Rivka told her son Yaakov that he must take food to his father, Yitzchak, and receive the blessings that her husband intended to bestow upon their older son, Esav—but Yaakov was reluctant. If his father realized, he said, “I will have brought upon myself a curse, not a blessing!”
“And his mother said to him, ‘upon me are your curses, my son, just listen to my voice, and go take for me'” [27:12-13].
What was Rivka saying? Was she risking being cursed herself? Rabbi Eliyahu Kramer, the “Genius of Vilna,” says that she was telling her son that she knew, prophetically, what future curses he would face—and they were hinted in the three Hebrew letters of the word “alai,” meaning “upon me:” ayin, lamed, and yud.
These referred to: Esav, Yaakov’s brother, who would hate him and want to kill him; Lavan, Rivka’s brother and father of Yaakov’s wives Rachel & Leah, who would repeatedly deceive him and try to cheat him; and Yosef, Yaakov’s future son, who would be sold into slavery by his brothers, and become viceroy in Egypt while Yaakov mourned him.
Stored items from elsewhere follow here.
Issue #838, opened 2020-11-21
Ability to import subscriptions via a .json file 


vanillaneutrino:
Hi, is there a way of importing subscriptions via a .json from google takeout? The original method of exporting subscriptions from youtube does not work anymore. Thanks
Thanks.

profucius:
Second this. Google changed their Youtube website to no longer allow exporting subscriptions using the old method. The only way to export subscriptions now is to use Google Takeout and export them as a .JSON file. Please update your app to import using this format.

gzsombor:
Contributions are always welcomed, unfortunately even if I could work on SkyTube 8 hours a day for the next months, I couldn't implement all the feature requests alone, to address the 138 open issue in this tracker.

profucius:
No worries, I will switch to NewPipe in the meantime, which has resolved this issue in their latest version.

molitona:
> Contributions are always welcomed, unfortunately even if I could work on SkyTube 8 hours a day for the next months, I couldn't implement all the feature requests alone, to address the 138 open issue in this tracker.

We really need that feature It's mandatory to use the app, please.

SebbeM:
I'm looking into this. Parsing JSON should be pretty simple. I'm keeping the XML parsing as well so people with old exports can still use them.

SebbeM:
This is now fixed in PR #878. Please have a look and see what I messed up.

gzsombor:
@SebbeM implementation has been merged

thecountoftuscany:
It seems like Google may have yet again changed their export format: the takeout now gives only a CSV file instead of JSON. The fields in the CSV are: `Channel Id,Channel Url,Channel Title`.

SebbeM:
I can take a look at it but it should probably be treated as a separate issue.

PR #878, opened 2021-01-06
Enable JSON subscription imports

SebbeM:
JSON subscription files can now be imported, as requested in #838. XML files should still work too but I have no file to test with. 

Also, when the channels have been imported, they do not load fully in the list with thumbnail and name. There is just a placeholder thumbnail and an empty space beside it until the channel has been opened. Is this because I missed something or is this old behavior?


gzsombor:
Thanks for your patch! 
* Yes, the problem with missing channel names and icons was already there, because the code, incorrectly just construct a YoutubeChannel object from thin air, and add it to the database, here: https://github.com/ram-on/SkyTube/blob/ff2ab0baa4476c1983de46d5b3009a5a9e0617a5/app/src/main/java/free/rm/skytube/gui/businessobjects/SubscriptionsBackupsManager.java#L342 The proper solution would be to fetch all the channel information from the network - calling https://github.com/ram-on/SkyTube/blob/ff2ab0baa4476c1983de46d5b3009a5a9e0617a5/app/src/main/java/free/rm/skytube/businessobjects/YouTube/newpipe/NewPipeService.java#L239
* I prefer not to touch language files, which I don't speak relatively well - even though removing 'XML-' from the translations everywhere seems too easy and tempting, it could introduce subtle problems. (For example for Hungarian, "Az XML fájl" should become "A fájl" ). If you just change the translation key, weblate will warn all the translators that there are new things to check and translate. So could you please remove the changes in other files?

SebbeM:
Thank you for your input! I will probably get around to reverting the language changes after work today.

SebbeM:
I hope that it was OK for me to fix the Swedish translation. It felt fun as it is my native language.

gzsombor:
Sure, I believe you, that you know Swedish :smile: 
But please, do not modify the other translation files, I see, there are still a lot of `<string name="select_xml_file"> -> <string name="select_sub_file">` changes

SebbeM:
Oh, I'm sorry! I just thought that xml should be removed from the string name and assumed that there would be errors if I didn't fix the references. Should I revert 73287ad and let the references be invalid or should I also change the string name back to say xml again?

gzsombor:
I think the best is to only modify the English and files in your native language. All the other translations could be handled by the translator in Weblate. Having the incorrect/unused translation helps Weblate to show a similar translation, when presenting the new keys.

SebbeM:
I see. I'm not familiar with Weblate so I didn't really know how it works. I'll revert all changes to translations except English and Swedish tomorrow then. Sorry to cause you all this trouble, I just thought I would jump in and do a quick fix, not bother the maintainers! This is my first proper open source contribution so I'm not really used to the procedures, either.

gzsombor:
No problem, I'm thanking you for your work!

SebbeM:
I hope I finally got it right this time! The strings have been changed in the base file and Swedish translation. The name mentioning XML is changed as well as the reference in the Swedish translation file and the code. All other translation files remain untouched.

gzsombor:
Thanks for your first patch! :wink:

Those, she said, would be all the painful challenges he would face, and therefore he had no reason to fear. He would have no painful experience from his father!
This, says Rav Kramer, explains Yaakov’s reaction much later, when his sons told him that they must take the youngest, Benyamin, with them to Yosef in Egypt. He says “upon me was all of this” [42:36], using that same three-letter word. He was saying, I have already experienced all the pains my mother prophesied, and Benyamin was not on the list, so how can you now take him from me?
Though we have no prophets to tell us, today, what to expect, we know that G-d gives a person only the tests and challenges that he or she can face. As terrible as the tragedies and difficulties are that we experience in this world (and we pray that we know no more sorrows), we must remember that G-d wants what is best for us, to help us grow, and that those pains have their limits.